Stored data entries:
Issue #12791, opened 2023-03-06
Error when running x86_64 binaries on M1 Mac without rosetta installed


timtmok:
> Hello.
> 
> I leave this comment in case someone else gets the same error. I'm working on a mac mini running macOS ventura 13.1 with an M1 chip. I have **R 4.2.2** and **RStudio 2022.12.0 Build 353** installed. Everything works fine, except that when I tried to create a .qmd file, I got the error window "State not recoverable". The issue was resolved by installing rosetta with `/usr/sbin/softwareupdate --install-rosetta --agree-to-license`.

_Originally posted by @armelbrizuela in https://github.com/rstudio/rstudio/issues/10871#issuecomment-1387501651_

Users that haven't installed rosetta yet on M1 may encounter an error when RStudio running these executables. Normally, MacOS would present a prompt to guide the user to install rosetta.

It may be helpful to surface this guidance or notify the user that the error is due to needing rosetta.

sharon-wang:
Is there a good place for us to list general M1 Mac troubleshooting instructions? In addition to errors like the above, sometimes users run into architecture mismatch situations which cause errors to occur in RStudio or other dependencies, and those errors don't always indicate that an architecture-related discrepancy needs to be resolved.

For example, someone might have x86_64 R/RStudio, but through `brew` they might install an aarch64 dependency, which is incompatible with their R/RStudio. In the case of the `odbc` driver library installed via `brew`, they might get a "file not found" error or some sort of "failed connection" error from `odbc`, but it's not obvious from those errors that they need the x86_64 version of `odbc`, or alternatively, that they need to install aarch64 R/RStudio to work with their aarch64 `brew` installation of `odbc`.

I'm thinking some generic instructions like:
- ensure you have rosetta installed, here's how: `/usr/sbin/softwareupdate --install-rosetta --agree-to-license`
- try installing the x86_64 version of the library -- install x86_64 `brew`, then use that `brew` to install your library
- ensure you're using either the aarch64 version for each piece of software you're trying to connect together, or the x86_64 version for each piece, but don't mix architectures

ronblum:
@sharon-wang Perhaps as [a support article](https://support.posit.co/hc)?

gtritchie:
Be aware we still ship some Intel-only components with RStudio Desktop, so they require Rosetta: https://github.com/rstudio/rstudio/issues/12572

If you write a support article, consider including a link to https://support.apple.com/en-us/HT211861.

[...]

Issue #12572, opened 2023-01-13
Intel-only components (diagnostics, rpostback) in Universal RStudio.app (Mac)


gtritchie:
### System details

    RStudio Edition : Desktop
    RStudio Version : 2022.12.0+353
    OS Version      : M1/M2 Mac (this is an ARM Mac-only issue)
    R Version       : any

### Steps to reproduce the problem

- install RStudio.app, then in terminal:

```
$ cd /Applications/RStudio.app/Contents/Resources/app/bin
$ file *
diagnostics:    Mach-O 64-bit executable x86_64
postback:       directory
r-ldpath:       Bourne-Again shell script text executable, ASCII text
rpostback:      Mach-O 64-bit executable x86_64
rsession:       Mach-O 64-bit executable x86_64
rsession-arm64: Mach-O 64-bit executable arm64
```

### Describe the problem in detail

RStudio.app (electron) is supposed to be a universal app, meaning it can be run on either Intel or ARM Macs, and will use only native binaries on each. The above shows we still ship some Intel-only components (diagnostics, rpostback), so related features would require user to have Rosetta2 installed on their Macs for it to work.

### Describe the behavior you expected

We either need to make `diagnostics` and `rpostback` be actual universal apps (that would be the cleanest) or do what we did with rsession / rsession-arm64 and have separate binaries and select the correct one at runtime.

- [x] I have read the guide for [submitting good bug reports](https://github.com/rstudio/rstudio/wiki/Writing-Good-Bug-Reports).
- [x] I have installed the latest version of RStudio, and confirmed that the issue still persists.
- [x] If I am reporting an RStudio crash, I have included a [diagnostics report](https://support.rstudio.com/hc/en-us/articles/200321257-Running-a-Diagnostics-Report).
- [x] I have done my best to include a minimal, self-contained set of instructions for consistently reproducing the issue.

gtritchie:
- Tahoe (macOS 26) is the last macOS to support Intel Macs
- Rosetta2 being removed from macOS 28 (2027)

gtritchie:
Newer release of macOS Tahoe are now showing this, occasionally, when starting RStudio. This is (presumably) due to the presence of Intel-only binaries.

<img width="350" height="112" alt="Image" src="https://github.com/user-attachments/assets/16b9e114-1187-4cbd-bf71-c31318621740" />

PR #13518, opened 2023-08-18
Warn user to install rosetta on apple silicon if not installed

sharon-wang:
### Intent

- Addresses: #12791

This warning is needed because we still ship with Intel components (#12572), including Quarto. As a result, Apple silicon users may run into errors when they hit Intel components while using the IDE.

### Approach

When RStudio is opened on a Mac with Apple silicon, check to see if Rosetta is installed. If Rosetta is installed, open RStudio as usual. If Rosetta is not installed, show a dialog warning the user that Rosetta is not installed (and provide link to docs with installation instructions), but let the user proceed with opening the IDE.

Currently, there is not a mechanism to opt out of showing the warning dialog from showing if the user is on Apple silicon and doesn't have Rosetta installed.

#### Preview

rosetta_not_installed_warning

### Automated Tests

Includes a unit test to confirm the Rosetta check is only run on Apple silicon.

#### Suggested test cases
1. Mac without Rosetta installed. Upon opening RStudio, a warning dialog should show. (During my testing, I used a VM running macOS Monterey 12.3.1).
2. Ensure RStudio is closed. Install Rosetta on the Mac from `1`, then reopen RStudio. No warning should show.
3. Open RStudio on a Mac that already has Rosetta installed. No warning should show. (I tested on macOS Ventura 13.4.1)

To check if Rosetta is installed or not:
- Run `/usr/bin/pgrep oahd` in a Terminal.
- If no output is provided, then Rosetta is not installed.
- If a number if outputted, the number indicates the process id of `oahd`, which indicates that Rosetta is installed and running.

### Documentation

The IDE Installation instructions in the Pro Desktop Admin Guide will be updated with instructions on how to install Rosetta. See PR: rstudio/rstudio-pro#4968

### Checklist


timtmok (approved):

src/node/desktop/src/main/session-launcher.ts
```diff
@@ -586,6 +587,10 @@ export class SessionLauncher {
       }
     }
 
+    if (process.platform === 'darwin' && process.arch === 'arm64') {
+      checkForRosetta();
```
kevinushey, line 591: Can we add an escape hatch just in case users need to turn off our Rosetta check for some reason? Perhaps via a desktop option, or an environment variable?

src/node/desktop/src/main/detect-rosetta.ts
```diff
@@ -0,0 +1,123 @@
...
+  [
+    DetectRosettaStatus.ROSETTA_INSTALL_WARNING,
+    {
+      type: 'warning',
+      buttons: ['OK'],
+      defaultId: 0,
+      title: 'Rosetta Is Not Installed',
+      message: 'Rosetta is not installed on your machine. You may experience issues running RStudio.',
+      detail:
+        'To avoid these issues, please install Rosetta and reopen RStudio.\n\nFor instructions, please visit https://docs.posit.co/ide/desktop-pro/getting_started/installation.html#apple-silicon-mac-m1m2.',
```
kevinushey, line 47: If I understand correctly, one downside to using a desktop dialog here is that users won't be able to copy + paste the URL here, or click on it to navigate.

What do you think about adding a button like "More Information" that, on click, would navigate to the above page?

Alternatively, we could use a GWT web dialog, where we'd have more control over the content of the dialog (and so could display clickable links).

src/node/desktop/src/main/detect-rosetta.ts
```diff
@@ -0,0 +1,123 @@
...
+      detail: 'Please reopen RStudio to try again.',
+    },
+  ],
+  [
+    DetectRosettaStatus.ROSETTA_INSTALL_WARNING,
+    {
+      type: 'warning',
+      buttons: ['OK'],
+      defaultId: 0,
+      title: 'Rosetta Is Not Installed',
```
kevinushey, line 44:
```suggestion
      title: 'Rosetta is not Installed',
```

kevinushey (commented):
Overall LGTM; main comment is around making it easier to navigate to the associated URL from the dialog.

src/node/desktop/src/main/detect-rosetta.ts
sharon-wang: Users will be able to copy+paste, but since it's a pretty long URL, it's not great to have to select all that text, then copy+paste into a browser. I like the "More Information" button idea!

I've modified the buttons to now be: `More Information`, `Don't Remind Me Again` and `Remind Me Later`. I updated the screenshot in the description with the new buttons.

src/node/desktop/src/main/session-launcher.ts
sharon-wang: I've added an ElectronDesktopOption `checkForRosetta` which is set to true by default.

If the user clicks the `Don't Remind Me Again` button, it will set that option to false.

kevinushey (approved):
Looks perfect -- thank you for adding the new buttons!

Issue #13446, opened 2023-08-02
CoPilot: Toggle between standard intellisense and the new copilot recommendations


slodge:
I'm loving the new CoPilot experience.

However, I'm also missing the old code completion/intellisense experience.

In particular I am missing completions of e.g. function/member lists when I type `rlang::`

e.g. with "legacy" RStudio I frequently use:
![image](https://github.com/rstudio/rstudio/assets/533662/8fbf3421-ad65-4d91-a41c-40f1382324f8)

while with CoPilot I only seem to get:
![image](https://github.com/rstudio/rstudio/assets/533662/da253d24-bb1d-4ac4-9ca9-348ec20f3f71)

Is there any way to allow users to benefit from both sets of recommendations? Or at least to quickly toggle between the two systems?

ronblum:
@slodge Thank you for raising this!

@kevinushey Is there any way around this?

There's a cumbersome workaround: Hit <kbd>Tab</kbd> to accept the Copilot suggestion, delete the suggested code, then hit <kbd>Tab</kbd> again. Note that <kbd>Ctrl-Z</kbd> won't help.

slodge:
Ctrl+SPACE - I found it - maybe just needs publicising?

kevinushey:
The intention is indeed to allow Ctrl + Space to retrieve "regular" completions. There might be other tweaks worth making too; we're still figuring out what the best way to allow these two systems to co-mingle is.

jthomasmock:
I've moved towards a longer delay for Copilot suggestions (> 1,000 ms) and being more aggressive to initiate auto-completion manually via `Tab`.

kevinushey:
Here's a question -- suppose you're in this state, where you have both ghost text and a completion list visible.

<img width="332" alt="Screenshot 2023-08-16 at 2 29 55 PM" src="https://github.com/rstudio/rstudio/assets/1976582/ca4258eb-2f27-487e-9f87-c583b312cce6">

What would you expect:

- The Tab key to do?
- The Enter key to do?

jthomasmock:
It looks like there's some existing write-ups about dev UX on this:

- https://github.com/orgs/community/discussions/9430
- https://visualstudiomagazine.com/articles/2023/02/17/copilot-intellisense.aspx

One takeaway I saw was "I turned off inline editor suggestions and use <kbd>Alt-\</kbd> to trigger Copilot"

[...]

PR #13521, opened 2023-08-18
allow user to control behavior of autocomplete + Tab key

kevinushey:
### Intent

Addresses https://github.com/rstudio/rstudio/issues/13446.

##### TODO

- [x] Confirm that Tab works as expected here.
- [x] Provide a command / keyboard shortcut for requesting Copilot suggestions.
- [x] Prefer displaying the code completion panel on top, so it doesn't obscure ghost text.

### Approach

This PR gives the user some options controlling how GitHub Copilot's code suggestions will live + work together with the existing autocompletion system.

Screenshot 2023-08-18 at 12 55 53 PM

The intention here is that, for users who'd still like to get as-you-type autocompletions, they can enable the preference, and then when a user is in this state:

Screenshot 2023-08-18 at 12 57 38 PM

they can still use Tab to insert the Copilot code suggestion, rather than the selected completion from the list. (The Enter key can be used to insert that completion.)

### Automated Tests

### QA Notes

### Checklist

### DIFF
--- a/src/cpp/session/include/session/prefs/UserPrefValues.hpp
+++ b/src/cpp/session/include/session/prefs/UserPrefValues.hpp
@@ -424,6 +424,10 @@ namespace prefs {
 #define kDisableRendererAccessibility "disable_renderer_accessibility"
 #define kCopilotEnabled "copilot_enabled"
 #define kCopilotCompletionsDelay "copilot_completions_delay"
+#define kCopilotAllowAutomaticCompletions "copilot_allow_automatic_completions"
+#define kCopilotTabKeyBehavior "copilot_tab_key_behavior"
+#define kCopilotTabKeyBehaviorSuggestion "suggestion"
+#define kCopilotTabKeyBehaviorCompletions "completions"
 
 class UserPrefValues: public Preferences
 {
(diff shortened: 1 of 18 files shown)


kevinushey:
Example of the display:

Screenshot 2023-08-29 at 1 18 32 PM

In this state, pressing Tab will accept the Copilot code suggestions, while pressing Enter will accept the completion candidate. If the user wants to dismiss the completion popup so they can view the ghost text, they can use the Escape key.

jgutman:
Just taking a look at this now, but I notice that I can enable the copilot code completions setting from the Command Palette, but it does not display in Global Options, as you showed in the above screenshot. Is there a reason this isn't showing there?

image
image

jgutman:
One note, and I think this is unavoidable, but this will have weird behavior if the user has enabled `Code > Completion > Show code completions: Manually (tab)`

With that setting enabled, you would get a scenario where pressing tab prior to the Copilot keyboard idle delay displays the code completions, but pressing tab after the Copilot delay once the Copilot suggestion has appeared will accept the suggestion. I don't really see a way around that, since the manual tab completions don't really play nicely with the Copilot suggestions, but wanted to point that out

jgutman:
Also, it seems like if the setting is set to Tab inserts completions, then neither tab nor enter inserts the Copilot suggestion. How do you get the Copilot suggestion if you've set Tab to prefer the completion?

kevinushey:
> Just taking a look at this now, but I notice that I can enable the copilot code completions setting from the Command Palette, but it does not display in Global Options, as you showed in the above screenshot. Is there a reason this isn't showing there?

I'm sort of thinking (after playing with this for a bit) we shouldn't expose those options in the UI, as they make it a bit too easy to make Copilot awkward to use.

That is, I think we should:

1. Respect the user's preference for as-you-type code completions, and continue showing those as normal;
2. Adjust the behaviour of Tab so that it prefers inserting Copilot suggestions (when visible) as opposed to a selected code completion.

We can leave them behind as accessible from the command palette if we find out we're wrong and users _do_ want to adjust this behavior?

> Also, it seems like if the setting is set to Tab inserts completions, then neither tab nor enter inserts the Copilot suggestion. How do you get the Copilot suggestion if you've set Tab to prefer the completion? By deactivating/escaping and then tabbing?

That's right. It's not a particularly useful configuration...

- Exercise objective: Only lines of the data holding the word "navigate" go in the answer. Please copy each of them.

- Result for this exercise:
kevinushey, line 47: If I understand correctly, one downside to using a desktop dialog here is that users won't be able to copy + paste the URL here, or click on it to navigate.
What do you think about adding a button like "More Information" that, on click, would navigate to the above page?
Overall LGTM; main comment is around making it easier to navigate to the associated URL from the dialog.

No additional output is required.